(Stored data)
•••

PR #53, opened 2025-04-09
Add btrfs package

davidcassany:
btrfs package is just a wrapper around btrfs tools. Create and delete subvolumes or snapshots and some other actions such as quota handling and default
subvolume setting.

This is essentially required for corner cases where snapper client is not enough or where snapper is not ready yet.

PR #51, opened 2025-04-09
Add fstab package

davidcassany:
This package includes utilities to create and update fstab file.

PR #57, opened 2025-04-10
Add transaction package

davidcassany:
This pull request is actually introducing the transaction package. This package is the responsible of a big chunk of the installation and upgrade of the system. This is the piece of logic that actually handles snapshots, rw volumes and snapshotted volumes as defined in the Deployment struct.

This PR is based on top of #51 and #53

### DIFF
--- a/pkg/transaction/transaction.go
+++ b/pkg/transaction/transaction.go
@@ -43,5 +43,5 @@ type Interface interface {
 	Start(*deployment.ImageSource) (*Transaction, error)
 	Merge(*Transaction) error
 	Commit(*Transaction, Hook, HookBinds) error
-	CloseOnError(*Transaction, error) error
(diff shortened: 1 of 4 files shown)


pkg/transaction/transaction.go
```diff
@@ -0,0 +1,47 @@
...
+	Path       string
+	Merges     map[string]*Merge
+	inProgress bool
+}
+
+type Interface interface {
+	Init(deployment.Deployment) error
+	Start(*deployment.ImageSource) (*Transaction, error)
+	Merge(*Transaction) error
+	Close(*Transaction, Hook, HookBinds) error
```
frelon, line 45: I would prefer to use `Commit` and `Rollback` instead of `Close`/`CloseOnError`

frelon (approved):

•••

What to produce
An identical copy of the preceding records should be returned.

Solution for this problem
PR #53, opened 2025-04-09
Add btrfs package

davidcassany:
btrfs package is just a wrapper around btrfs tools. Create and delete subvolumes or snapshots and some other actions such as quota handling and default
subvolume setting.

This is essentially required for corner cases where snapper client is not enough or where snapper is not ready yet.

PR #51, opened 2025-04-09
Add fstab package

davidcassany:
This package includes utilities to create and update fstab file.

PR #57, opened 2025-04-10
Add transaction package

davidcassany:
This pull request is actually introducing the transaction package. This package is the responsible of a big chunk of the installation and upgrade of the system. This is the piece of logic that actually handles snapshots, rw volumes and snapshotted volumes as defined in the Deployment struct.

This PR is based on top of #51 and #53

### DIFF
--- a/pkg/transaction/transaction.go
+++ b/pkg/transaction/transaction.go
@@ -43,5 +43,5 @@ type Interface interface {
 	Start(*deployment.ImageSource) (*Transaction, error)
 	Merge(*Transaction) error
 	Commit(*Transaction, Hook, HookBinds) error
-	CloseOnError(*Transaction, error) error
(diff shortened: 1 of 4 files shown)


pkg/transaction/transaction.go
```diff
@@ -0,0 +1,47 @@
...
+	Path       string
+	Merges     map[string]*Merge
+	inProgress bool
+}
+
+type Interface interface {
+	Init(deployment.Deployment) error
+	Start(*deployment.ImageSource) (*Transaction, error)
+	Merge(*Transaction) error
+	Close(*Transaction, Hook, HookBinds) error
```
frelon, line 45: I would prefer to use `Commit` and `Rollback` instead of `Close`/`CloseOnError`

frelon (approved):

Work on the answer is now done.